> REQUIRED ACTION
Start your answer with the line containing "michaelcfanning, line 312: >GetMethod" and end it with the last line of the records below, retyping every line between exactly and adding nothing.

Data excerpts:
·····
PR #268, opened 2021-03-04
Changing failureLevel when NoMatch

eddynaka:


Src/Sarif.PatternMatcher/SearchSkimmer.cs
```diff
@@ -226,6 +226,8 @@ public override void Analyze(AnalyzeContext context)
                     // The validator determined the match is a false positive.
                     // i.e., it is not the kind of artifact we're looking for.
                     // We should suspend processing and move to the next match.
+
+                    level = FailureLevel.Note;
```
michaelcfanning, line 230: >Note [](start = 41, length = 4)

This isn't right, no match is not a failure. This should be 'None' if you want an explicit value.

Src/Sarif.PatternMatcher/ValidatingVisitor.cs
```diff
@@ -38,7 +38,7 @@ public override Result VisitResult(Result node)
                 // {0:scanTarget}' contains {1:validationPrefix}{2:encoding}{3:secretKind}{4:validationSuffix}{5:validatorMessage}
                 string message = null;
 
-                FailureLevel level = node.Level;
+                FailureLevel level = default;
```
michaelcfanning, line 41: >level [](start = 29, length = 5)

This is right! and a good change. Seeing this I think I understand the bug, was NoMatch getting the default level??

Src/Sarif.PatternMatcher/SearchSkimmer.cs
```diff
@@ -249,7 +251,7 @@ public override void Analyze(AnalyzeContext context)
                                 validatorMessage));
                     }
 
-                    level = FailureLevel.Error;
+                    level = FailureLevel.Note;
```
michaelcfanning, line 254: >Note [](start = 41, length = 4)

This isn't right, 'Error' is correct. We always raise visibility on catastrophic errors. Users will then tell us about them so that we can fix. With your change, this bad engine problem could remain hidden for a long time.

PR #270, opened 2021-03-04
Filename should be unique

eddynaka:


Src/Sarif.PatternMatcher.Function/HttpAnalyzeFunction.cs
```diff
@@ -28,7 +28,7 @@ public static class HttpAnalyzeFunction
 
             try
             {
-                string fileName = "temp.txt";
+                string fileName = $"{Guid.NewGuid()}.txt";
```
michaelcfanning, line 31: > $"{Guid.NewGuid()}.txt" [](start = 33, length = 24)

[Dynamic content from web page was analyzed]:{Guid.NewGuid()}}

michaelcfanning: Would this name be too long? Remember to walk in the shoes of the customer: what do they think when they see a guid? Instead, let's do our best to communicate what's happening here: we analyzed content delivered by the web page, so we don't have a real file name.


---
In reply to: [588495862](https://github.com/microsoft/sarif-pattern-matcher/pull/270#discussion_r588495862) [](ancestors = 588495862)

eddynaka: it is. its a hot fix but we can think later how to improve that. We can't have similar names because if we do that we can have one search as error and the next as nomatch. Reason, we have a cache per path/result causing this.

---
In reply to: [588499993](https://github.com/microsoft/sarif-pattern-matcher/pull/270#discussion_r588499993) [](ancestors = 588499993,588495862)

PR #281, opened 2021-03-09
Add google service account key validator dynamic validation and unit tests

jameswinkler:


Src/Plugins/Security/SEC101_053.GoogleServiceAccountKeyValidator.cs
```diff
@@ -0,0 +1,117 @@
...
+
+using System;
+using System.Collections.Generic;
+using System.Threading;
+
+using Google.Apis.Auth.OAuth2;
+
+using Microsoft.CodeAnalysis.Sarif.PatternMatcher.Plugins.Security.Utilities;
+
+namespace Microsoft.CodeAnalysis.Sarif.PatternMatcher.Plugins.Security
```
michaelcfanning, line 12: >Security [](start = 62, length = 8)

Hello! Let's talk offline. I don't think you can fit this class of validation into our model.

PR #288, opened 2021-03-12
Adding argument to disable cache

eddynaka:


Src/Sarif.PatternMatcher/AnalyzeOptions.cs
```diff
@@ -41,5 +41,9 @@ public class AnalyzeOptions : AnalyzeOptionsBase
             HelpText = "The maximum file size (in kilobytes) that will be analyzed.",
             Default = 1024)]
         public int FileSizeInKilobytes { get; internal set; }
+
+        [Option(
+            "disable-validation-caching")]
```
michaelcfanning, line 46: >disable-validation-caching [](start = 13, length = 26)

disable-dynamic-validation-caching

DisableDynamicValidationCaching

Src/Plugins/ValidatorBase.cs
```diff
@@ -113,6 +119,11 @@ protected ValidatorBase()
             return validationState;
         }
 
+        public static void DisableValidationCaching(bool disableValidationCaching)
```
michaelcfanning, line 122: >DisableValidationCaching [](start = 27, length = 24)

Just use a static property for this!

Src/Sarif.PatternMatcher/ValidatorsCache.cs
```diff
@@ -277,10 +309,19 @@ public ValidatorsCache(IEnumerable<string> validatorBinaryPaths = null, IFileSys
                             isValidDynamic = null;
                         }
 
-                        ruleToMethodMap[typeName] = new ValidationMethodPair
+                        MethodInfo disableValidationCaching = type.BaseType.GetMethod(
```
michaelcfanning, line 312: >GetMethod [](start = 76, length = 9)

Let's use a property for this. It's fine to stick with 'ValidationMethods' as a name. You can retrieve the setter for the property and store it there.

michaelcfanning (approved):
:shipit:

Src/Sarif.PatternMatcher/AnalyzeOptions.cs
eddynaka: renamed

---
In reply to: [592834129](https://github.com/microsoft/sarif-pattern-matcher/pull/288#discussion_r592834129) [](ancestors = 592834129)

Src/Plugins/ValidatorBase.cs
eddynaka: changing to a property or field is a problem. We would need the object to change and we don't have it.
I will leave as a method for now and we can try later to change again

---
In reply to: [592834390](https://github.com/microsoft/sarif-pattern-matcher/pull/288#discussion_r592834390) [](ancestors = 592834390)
·····
> RESULT BELOW
michaelcfanning, line 312: >GetMethod [](start = 76, length = 9)

Let's use a property for this. It's fine to stick with 'ValidationMethods' as a name. You can retrieve the setter for the property and store it there.

michaelcfanning (approved):
:shipit:

Src/Sarif.PatternMatcher/AnalyzeOptions.cs
eddynaka: renamed

---
In reply to: [592834129](https://github.com/microsoft/sarif-pattern-matcher/pull/288#discussion_r592834129) [](ancestors = 592834129)

Src/Plugins/ValidatorBase.cs
eddynaka: changing to a property or field is a problem. We would need the object to change and we don't have it.
I will leave as a method for now and we can try later to change again

---
In reply to: [592834390](https://github.com/microsoft/sarif-pattern-matcher/pull/288#discussion_r592834390) [](ancestors = 592834390)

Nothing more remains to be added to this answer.